* _What you should do_
Collect every line in the records below that contains the word "pmacc".

[Records excerpted from a collection]
• • •

PR #5423, opened 2025-08-08
Add range checks for parameters in atomicPhysics/IPD

steindev:
Avoids division by zero in computations.

### DIFF
--- a/include/picongpu/particles/atomicPhysics/ionizationPotentialDepression/StewartPyattIPD.hpp
+++ b/include/picongpu/particles/atomicPhysics/ionizationPotentialDepression/StewartPyattIPD.hpp
@@ -227,7 +227,9 @@ namespace picongpu::particles::atomicPhysics::ionizationPotentialDepression
 
             // (eV * sim.unit.length()) / (eV * sim.unit.length()), not weighted
             // unitless, not weighted
-            float_X const K = constFactor / (temperatureTimesk_Boltzman * debyeLength);
+            float_X const K = (debyeLength <= 0._X || temperatureTimesk_Boltzman <= 0._X)
+                                  ? 0._X
+                                  : constFactor / (temperatureTimesk_Boltzman * debyeLength);
 
             // unitless, not weighted
             float_X const zStar = zStarBox(superCellFieldIdx);
--- a/include/picongpu/particles/atomicPhysics/ionizationPotentialDepression/StewartPyattIPD.hpp
+++ b/include/picongpu/particles/atomicPhysics/ionizationPotentialDepression/StewartPyattIPD.hpp
@@ -227,7 +227,7 @@ namespace picongpu::particles::atomicPhysics::ionizationPotentialDepression
 
             // (eV * sim.unit.length()) / (eV * sim.unit.length()), not weighted
             // unitless, not weighted
-            float_X const K = (debyeLength <= 0._X || temperatureTimesk_Boltzman <= 0._X)
+            float_X const K = (pmacc::math::isApproxZero(temperatureTimesk_Boltzman * debyeLength))
                                   ? 0._X
                                   : constFactor / (temperatureTimesk_Boltzman * debyeLength);
 
--- a/include/picongpu/particles/atomicPhysics/ionizationPotentialDepression/kernel/CalculateIPDInput.kernel
+++ b/include/picongpu/particles/atomicPhysics/ionizationPotentialDepression/kernel/CalculateIPDInput.kernel
@@ -30,6 +30,7 @@
 #include <pmacc/particles/algorithm/ForEach.hpp>
 
 #include <cstdint>
+#include <limits>
 
 namespace picongpu::particles::atomicPhysics::ionizationPotentialDepression::kernel
 {
@@ -135,7 +136,10 @@ namespace picongpu::particles::atomicPhysics::ionizationPotentialDepression::ker
                 {
                     /* unit: (unitless * weight / typicalNumParticlesPerMacroParticle)
                      *  / (unitless * weight / typicalNumParticlesPerMacroParticle) = unitless */
-                    zStarBox(superCellFieldIdx) = sumChargeNumberSquared / sumChargeNumber;
+                    zStarBox(superCellFieldIdx)
+                        = (math::abs(sumChargeNumber) < std::numeric_limits<float_X>::epsilon())
+                              ? 0._X
+                              : sumChargeNumberSquared / sumChargeNumber;
 
                     // eV / unit_energy
                     constexpr float_X eV = sim.pic.get_eV();
@@ -144,7 +148,8 @@ namespace picongpu::particles::atomicPhysics::ionizationPotentialDepression::ker
                      *  / (weight / typicalNumParticlesPerMacroParticle) = unit_energy
                      *
                      * k_Boltzman * Temperature, energy equivalent to the local temperature */
-                    float_X const temperatureEnergy_PIC = sumTemperatureTerm / sumWeightAllNormalized;
+                    float_X const temperatureEnergy_PIC
+                        = (sumWeightAllNormalized > 0._X) ? sumTemperatureTerm / sumWeightAllNormalized : 0._X;
 
                     // (eV / unit_energy) * unit_energy = eV
                     temperatureEnergyBox(superCellFieldIdx) = eV * temperatureEnergy_PIC;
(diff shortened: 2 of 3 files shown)


BrianMarre (commented):
Looks good to me but I wrote part of the fix, so I declare myself biased.

ikbuibui (dismissed):

include/picongpu/particles/atomicPhysics/ionizationPotentialDepression/kernel/CalculateIPDInput.kernel
```diff
@@ -135,7 +135,8 @@ namespace picongpu::particles::atomicPhysics::ionizationPotentialDepression::ker
                 {
                     /* unit: (unitless * weight / typicalNumParticlesPerMacroParticle)
                      *  / (unitless * weight / typicalNumParticlesPerMacroParticle) = unitless */
-                    zStarBox(superCellFieldIdx) = sumChargeNumberSquared / sumChargeNumber;
+                    zStarBox(superCellFieldIdx)
+                        = (sumChargeNumber != 0) ? sumChargeNumberSquared / sumChargeNumber : 0._X;
```
chillenzer: Floating point comparison with 0

include/picongpu/particles/atomicPhysics/ionizationPotentialDepression/kernel/CalculateIPDInput.kernel
```diff
@@ -169,9 +171,12 @@ namespace picongpu::particles::atomicPhysics::ionizationPotentialDepression::ker
                      *
                      * unit:  sqrt(unit_length^2 / unit_energy / typicalNumParticlesPerMacroParticle
                      *  * unit_energy / (1/typicalNumParticlesPerMacroParticle)) = unit_length */
-                    debyeLengthBox(superCellFieldIdx) = math::sqrt(
-                        constFactorDebyeLength * temperatureEnergy_PIC
-                        / (sumChargeNumberSquared + sumWeightElectronNormalized));
+                    debyeLengthBox(superCellFieldIdx)
+                        = (sumChargeNumberSquared != 0._X || sumWeightElectronNormalized > 0._X)
```
chillenzer: Floating point comparison with 0

chillenzer (changes requested):

include/picongpu/particles/atomicPhysics/ionizationPotentialDepression/kernel/CalculateIPDInput.kernel
steindev: So what do you suggest @chillenzer?

chillenzer: Typically, `abs(sumChargeNumber) < epsilon` with some small `epsilon`.

steindev:
@chillenzer: Comparison is now against `std::numeric_limits::epsilon()` as is used also in other parts of PIConGPU. Compilation is tested. Please re-review. Thanks!

ikbuibui:
Just for reference, these are the values we are comparing against when we compare to epsilon. These are relatively large compared to the values which can be represented in float/double. Care should be taken to make sure these values are appropriate
```
float epsilon:       1.192093e-07
double epsilon:      2.220446e-16
```

chillenzer (dismissed):

BrianMarre:
question, why are the formulas in StewartPyattIPD.hpp still comparing to 0?

include/picongpu/particles/atomicPhysics/ionizationPotentialDepression/StewartPyattIPD.hpp
```diff
@@ -227,7 +227,9 @@ namespace picongpu::particles::atomicPhysics::ionizationPotentialDepression
 
             // (eV * sim.unit.length()) / (eV * sim.unit.length()), not weighted
             // unitless, not weighted
-            float_X const K = constFactor / (temperatureTimesk_Boltzman * debyeLength);
+            float_X const K = (debyeLength <= 0._X || temperatureTimesk_Boltzman <= 0._X)
```
PrometheusPi: Is this enough, or do you need an epsilon check as below? 
```suggestion
            float_X const K = ( (debyeLength * temperatureTimesk_Boltzman) < std::numeric_limits<float_X>::epsilon() )
```

include/picongpu/particles/atomicPhysics/ionizationPotentialDepression/kernel/CalculateIPDInput.kernel
```diff
@@ -135,7 +136,10 @@ namespace picongpu::particles::atomicPhysics::ionizationPotentialDepression::ker
                 {
                     /* unit: (unitless * weight / typicalNumParticlesPerMacroParticle)
                      *  / (unitless * weight / typicalNumParticlesPerMacroParticle) = unitless */
-                    zStarBox(superCellFieldIdx) = sumChargeNumberSquared / sumChargeNumber;
+                    zStarBox(superCellFieldIdx)
+                        = (math::abs(sumChargeNumber) < std::numeric_limits<float_X>::epsilon())
+                              ? sumChargeNumberSquared / sumChargeNumber
+                              : 0._X;
```
PrometheusPi: shouldn't that be interchanged?

PrometheusPi: if `math::abs(sumChargeNumber)` you want to have zero, right? 
That's not the case right now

• • •

* _The answer_
+            float_X const K = (pmacc::math::isApproxZero(temperatureTimesk_Boltzman * debyeLength))
 #include <pmacc/particles/algorithm/ForEach.hpp>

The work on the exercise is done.